◆ MATERIAL PROVIDED
· · ·

PR #4880, opened 2026-09-15
fix(p/AUTODNS): send bare FQDN as MX value, not full RDATA

dkorunic:
## Problem

`recordsToNative()` sets an MX record's `Value` to `rc.GetRDATA().String()` — which includes the preference — while *also* setting the dedicated `Pref` field. AutoDNS receives `"10 mail.example.net."` in a field that must contain only the target FQDN, and rejects the whole zone update:

```
EF020541  The MX resource record value is invalid. The value must be an FQDN.
          objects: [{"type":"rr/value","value":"10 10"}]
E0202     Zone could not be updated on the name server.
```

Because the provider replaces the entire zone on every push, this makes **any** `push` fail for a zone containing an MX record — even when the MX itself is unchanged and the only correction is to some other record. `preview` is unaffected, so it only surfaces at push time.

Reproduced against the live AutoDNS gateway on v5.0.4; the same code is on `main`. In my own use it blocks 87 of 161 zones.

## Cause

v4 built the value from `record.GetTargetField()` (the bare target) and set `Pref` separately. The v5 move to the unified `GetRDATA()` accessor changed that for MX. The correct code was already present in the same switch arm, commented out under `// If that doesn't work, try:` — it turns out it doesn't work.

SRV and CAA are **not** affected: their `GetRDATA().String()` output already matches the format the old hand-rolled `fmt.Sprintf` calls produced, which is why removing those special cases was safe. MX is the one type where the API splits the representation across two fields.

## Fix

Use `f.Mx` for the value and keep the preference in `Pref`.

## Tests

The outbound direction (`recordsToNative`) had no test coverage, which is why this shipped — the existing `TestToRecordConfig` only exercises the inbound direction. Added `TestRecordsToNative`.

On the old code it fails exactly as the gateway reported:

```
--- FAIL: TestRecordsToNative/MX
    autoDnsProvider_test.go:77: Value = "10 mail.example.net.", want "mail.example.net."
```

A and CNAME pass unchanged, isolating the defect to MX. Full `go test ./...`, `go vet`, `go build` and `gofmt` are clean.

## Verification against the live provider

Built from this branch and pushed a real zone whose only pending change was an unrelated TXT/SPF edit:

- before: `FAILURE! ... EF020541`
- after: `SUCCESS! Done. 1 corrections.`
- confirmed at the authoritative nameserver that the MX landed intact as `10 <target>.` and the apex A was untouched.


TomOnTime (approved):

TomOnTime:
CC @arnoschoon for visibility.

Thanks for fixing this!

I don't have an API key to AutoDNS so I can't test AutoDNS myself.  If AutoDNS has a free tier, or if you can create an API key that is restricted to only access a single test domain, it would really help me support AutoDNS better. [Instructions](https://docs.dnscontrol.org/developer-info/byo-secrets).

· · ·

◆ WHAT YOU NEED TO DO
The whole of the material above should be written out again, exactly.

◆ EXERCISE ANSWER
PR #4880, opened 2026-09-15
fix(p/AUTODNS): send bare FQDN as MX value, not full RDATA

dkorunic:
## Problem

`recordsToNative()` sets an MX record's `Value` to `rc.GetRDATA().String()` — which includes the preference — while *also* setting the dedicated `Pref` field. AutoDNS receives `"10 mail.example.net."` in a field that must contain only the target FQDN, and rejects the whole zone update:

```
EF020541  The MX resource record value is invalid. The value must be an FQDN.
          objects: [{"type":"rr/value","value":"10 10"}]
E0202     Zone could not be updated on the name server.
```

Because the provider replaces the entire zone on every push, this makes **any** `push` fail for a zone containing an MX record — even when the MX itself is unchanged and the only correction is to some other record. `preview` is unaffected, so it only surfaces at push time.

Reproduced against the live AutoDNS gateway on v5.0.4; the same code is on `main`. In my own use it blocks 87 of 161 zones.

## Cause

v4 built the value from `record.GetTargetField()` (the bare target) and set `Pref` separately. The v5 move to the unified `GetRDATA()` accessor changed that for MX. The correct code was already present in the same switch arm, commented out under `// If that doesn't work, try:` — it turns out it doesn't work.

SRV and CAA are **not** affected: their `GetRDATA().String()` output already matches the format the old hand-rolled `fmt.Sprintf` calls produced, which is why removing those special cases was safe. MX is the one type where the API splits the representation across two fields.

## Fix

Use `f.Mx` for the value and keep the preference in `Pref`.

## Tests

The outbound direction (`recordsToNative`) had no test coverage, which is why this shipped — the existing `TestToRecordConfig` only exercises the inbound direction. Added `TestRecordsToNative`.

On the old code it fails exactly as the gateway reported:

```
--- FAIL: TestRecordsToNative/MX
    autoDnsProvider_test.go:77: Value = "10 mail.example.net.", want "mail.example.net."
```

A and CNAME pass unchanged, isolating the defect to MX. Full `go test ./...`, `go vet`, `go build` and `gofmt` are clean.

## Verification against the live provider

Built from this branch and pushed a real zone whose only pending change was an unrelated TXT/SPF edit:

- before: `FAILURE! ... EF020541`
- after: `SUCCESS! Done. 1 corrections.`
- confirmed at the authoritative nameserver that the MX landed intact as `10 <target>.` and the apex A was untouched.


TomOnTime (approved):

TomOnTime:
CC @arnoschoon for visibility.

Thanks for fixing this!

I don't have an API key to AutoDNS so I can't test AutoDNS myself.  If AutoDNS has a free tier, or if you can create an API key that is restricted to only access a single test domain, it would really help me support AutoDNS better. [Instructions](https://docs.dnscontrol.org/developer-info/byo-secrets).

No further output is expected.